> _EXERCISE AIM_
Every entry below needs to be repeated exactly.

> _INPUT DATA_
PR #558, opened 2016-05-22
Don't put array items on the same line when persisting

mpeterv:
Rockspec fields with array values (e.g. dependencies) are typically written with each item on its own line. This change makes `luarocks new-version` follow this style, too. This also affects they way manifests are saved.

### DIFF
--- a/src/luarocks/persist.lua
+++ b/src/luarocks/persist.lua
@@ -147,7 +147,7 @@ write_table = function(out, tbl, level, field_order)
       end
 
       write_value(out, v, level, sub_order)
-      if type(k) == "number" then
+      if type(v) == "number" then
          sep = ", "
          indent = false
       else


hishamhm:
IIRC, this style was used because of manifest files. Since manifest files are zipped now, I _suppose_ it makes no difference...

mpeterv:
@hishamhm why? This doesn't change manifest size, both separators have length 2

hishamhm:
deeply indented subtables produce lots of spaces

mpeterv:
@hishamhm would you like an option to retain old behaviour when saving manifests or is this OK?

src/luarocks/persist.lua
```diff
@@ -147,17 +144,11 @@ write_table = function(out, tbl, level, field_order)
       end
 
       write_value(out, v, level, sub_order)
-      if type(k) == "number" then
```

> _RESPONSE BOX_
PR #558, opened 2016-05-22
Don't put array items on the same line when persisting

mpeterv:
Rockspec fields with array values (e.g. dependencies) are typically written with each item on its own line. This change makes `luarocks new-version` follow this style, too. This also affects they way manifests are saved.

### DIFF
--- a/src/luarocks/persist.lua
+++ b/src/luarocks/persist.lua
@@ -147,7 +147,7 @@ write_table = function(out, tbl, level, field_order)
       end
 
       write_value(out, v, level, sub_order)
-      if type(k) == "number" then
+      if type(v) == "number" then
          sep = ", "
          indent = false
       else


hishamhm:
IIRC, this style was used because of manifest files. Since manifest files are zipped now, I _suppose_ it makes no difference...

mpeterv:
@hishamhm why? This doesn't change manifest size, both separators have length 2

hishamhm:
deeply indented subtables produce lots of spaces

mpeterv:
@hishamhm would you like an option to retain old behaviour when saving manifests or is this OK?

src/luarocks/persist.lua
```diff
@@ -147,17 +144,11 @@ write_table = function(out, tbl, level, field_order)
       end
 
       write_value(out, v, level, sub_order)
-      if type(k) == "number" then
```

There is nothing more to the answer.